- **PROVIDED RECORDS**
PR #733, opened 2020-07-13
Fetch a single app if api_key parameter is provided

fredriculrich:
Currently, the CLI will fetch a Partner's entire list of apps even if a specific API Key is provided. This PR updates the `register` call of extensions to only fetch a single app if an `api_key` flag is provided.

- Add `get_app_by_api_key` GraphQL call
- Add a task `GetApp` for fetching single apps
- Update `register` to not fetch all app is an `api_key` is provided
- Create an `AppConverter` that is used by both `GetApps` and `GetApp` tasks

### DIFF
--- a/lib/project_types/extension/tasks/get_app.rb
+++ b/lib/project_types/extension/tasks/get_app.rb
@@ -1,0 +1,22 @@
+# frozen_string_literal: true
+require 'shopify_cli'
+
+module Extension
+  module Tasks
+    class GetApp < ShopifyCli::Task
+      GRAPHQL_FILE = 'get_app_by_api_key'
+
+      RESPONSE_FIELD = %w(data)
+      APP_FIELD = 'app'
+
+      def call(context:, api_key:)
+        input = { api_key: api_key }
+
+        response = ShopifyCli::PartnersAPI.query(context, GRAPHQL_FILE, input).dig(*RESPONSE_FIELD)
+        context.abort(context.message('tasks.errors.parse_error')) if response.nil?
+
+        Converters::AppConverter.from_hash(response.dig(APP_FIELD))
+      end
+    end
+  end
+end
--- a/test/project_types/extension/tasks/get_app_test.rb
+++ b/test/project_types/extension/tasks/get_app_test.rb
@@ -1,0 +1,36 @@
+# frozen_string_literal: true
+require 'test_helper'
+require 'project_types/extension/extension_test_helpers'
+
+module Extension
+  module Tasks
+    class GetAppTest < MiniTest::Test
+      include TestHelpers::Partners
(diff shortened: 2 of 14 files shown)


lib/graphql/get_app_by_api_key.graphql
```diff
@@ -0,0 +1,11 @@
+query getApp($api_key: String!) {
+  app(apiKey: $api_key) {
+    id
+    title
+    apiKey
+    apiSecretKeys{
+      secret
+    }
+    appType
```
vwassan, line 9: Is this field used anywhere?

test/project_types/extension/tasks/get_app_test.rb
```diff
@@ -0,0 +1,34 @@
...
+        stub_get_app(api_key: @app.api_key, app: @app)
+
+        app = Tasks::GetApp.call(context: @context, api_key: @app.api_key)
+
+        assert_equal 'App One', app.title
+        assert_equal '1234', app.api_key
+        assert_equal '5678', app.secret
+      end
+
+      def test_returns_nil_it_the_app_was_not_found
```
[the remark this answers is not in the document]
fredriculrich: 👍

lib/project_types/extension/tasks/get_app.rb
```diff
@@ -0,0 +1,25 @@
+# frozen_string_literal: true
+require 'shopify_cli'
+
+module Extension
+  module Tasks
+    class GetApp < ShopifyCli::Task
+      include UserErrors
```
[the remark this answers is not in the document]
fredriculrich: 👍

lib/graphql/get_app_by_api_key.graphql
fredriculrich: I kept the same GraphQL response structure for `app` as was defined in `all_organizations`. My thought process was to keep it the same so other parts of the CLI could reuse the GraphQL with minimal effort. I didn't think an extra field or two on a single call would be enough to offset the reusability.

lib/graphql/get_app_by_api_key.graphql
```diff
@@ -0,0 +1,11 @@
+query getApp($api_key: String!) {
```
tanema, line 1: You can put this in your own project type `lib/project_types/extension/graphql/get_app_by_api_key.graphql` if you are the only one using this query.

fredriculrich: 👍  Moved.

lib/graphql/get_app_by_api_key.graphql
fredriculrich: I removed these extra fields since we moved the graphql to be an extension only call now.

==

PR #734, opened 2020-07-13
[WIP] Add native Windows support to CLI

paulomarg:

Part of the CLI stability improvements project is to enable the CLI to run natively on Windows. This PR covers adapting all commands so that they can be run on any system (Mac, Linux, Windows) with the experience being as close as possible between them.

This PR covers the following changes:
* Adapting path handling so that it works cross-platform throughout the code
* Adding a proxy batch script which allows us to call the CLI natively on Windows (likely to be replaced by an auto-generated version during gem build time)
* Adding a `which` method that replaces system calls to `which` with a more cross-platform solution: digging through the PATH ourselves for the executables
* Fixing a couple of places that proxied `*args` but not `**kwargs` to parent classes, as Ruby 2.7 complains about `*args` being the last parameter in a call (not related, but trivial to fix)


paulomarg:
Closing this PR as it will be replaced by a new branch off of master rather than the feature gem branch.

- **TASK INSTRUCTIONS**
Go through the records above and copy every line holding the word "with".

- **TASK ANSWER**
fredriculrich: I kept the same GraphQL response structure for `app` as was defined in `all_organizations`. My thought process was to keep it the same so other parts of the CLI could reuse the GraphQL with minimal effort. I didn't think an extra field or two on a single call would be enough to offset the reusability.
Part of the CLI stability improvements project is to enable the CLI to run natively on Windows. This PR covers adapting all commands so that they can be run on any system (Mac, Linux, Windows) with the experience being as close as possible between them.
* Adding a `which` method that replaces system calls to `which` with a more cross-platform solution: digging through the PATH ourselves for the executables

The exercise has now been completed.